Scan the data below for lines holding the word "models", and copy each line found.

* Material provided
········
PR #1251, opened 2017-03-30
Docs for word2vec.py forwarding functions and one more

shubhvachher:
Do you think we should add depreciated warnings to these forwarding functions as well? @gojomo.

Quoting @tmylk for `Word2Vec` class.
> Please avoid adding new forwarding functions. KeyedVectors is the way to go.

### DIFF
--- a/gensim/models/word2vec.py
+++ b/gensim/models/word2vec.py
@@ -1190,7 +1190,8 @@ class Word2Vec(utils.SaveLoad):
 
     def most_similar(self, positive=[], negative=[], topn=10, restrict_vocab=None, indexer=None):
         """
-        Please refer to the documentation for `gensim.models.KeyedVectors.most_similar`
+        Please refer to the documentation for
+        `gensim.models.KeyedVectors.most_similar`
         This is just a forwarding function.
         In the future please use the `gensim.models.KeyedVectors` instance in wv
         """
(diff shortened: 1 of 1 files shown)


shubhvachher:
A lot of new people consider the documentation for gensim to be incomplete or done poorly. This should help fix that for the Word2Vec class.

gensim/models/word2vec.py
```diff
@@ -1181,33 +1189,103 @@ def intersect_word2vec_format(self, fname, lockf=0.0, binary=False, encoding='ut
         logger.info("merged %d vectors into %s matrix from %s" % (overlap_count, self.wv.syn0.shape, fname))
 
     def most_similar(self, positive=[], negative=[], topn=10, restrict_vocab=None, indexer=None):
+        """
+        Please refer to the documentation for
+        `gensim.models.KeyedVectors.most_similar`
+        This is just a forwarding function.
+        In the future please use the `gensim.models.KeyedVectors` instance in wv
```
piskvorky: Strange line breaks + docstring a bit obscure. I'm not sure reading this would help me if I didn't already know what it's talking about.

How about simply `Deprecated; use self.ww.most_similar() instead.`?

Same with all the other "forwarding" functions.

shubhvachher: Hmm, The strange line breaks were added by me in the [fix pep8](https://github.com/RaRe-Technologies/gensim/pull/1251/commits/73396652986654e19e1ad6f415f00ce5324f5c73) commit! I'm new to following pep8 all the time, do you think I overdid it there?

Is a depreciated warning to be added to these methods? Will they become unavailable in a later version? If yes, then this should surely be changed asap and I'll send a new PR with the same.

piskvorky: It's a question for @tmylk , but I think we want to nudge users toward using the new API, yes.

The line breaks definitely not good, hurts readability.

shubhvachher: Ok, changes made as suggested. #1274

Thanks for the line breaks tip :+1: . Will line break only if comments go excessively above PEP8 standards!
········
* Answer below
--- a/gensim/models/word2vec.py
+++ b/gensim/models/word2vec.py
-        Please refer to the documentation for `gensim.models.KeyedVectors.most_similar`
+        `gensim.models.KeyedVectors.most_similar`
         In the future please use the `gensim.models.KeyedVectors` instance in wv
gensim/models/word2vec.py
+        `gensim.models.KeyedVectors.most_similar`
+        In the future please use the `gensim.models.KeyedVectors` instance in wv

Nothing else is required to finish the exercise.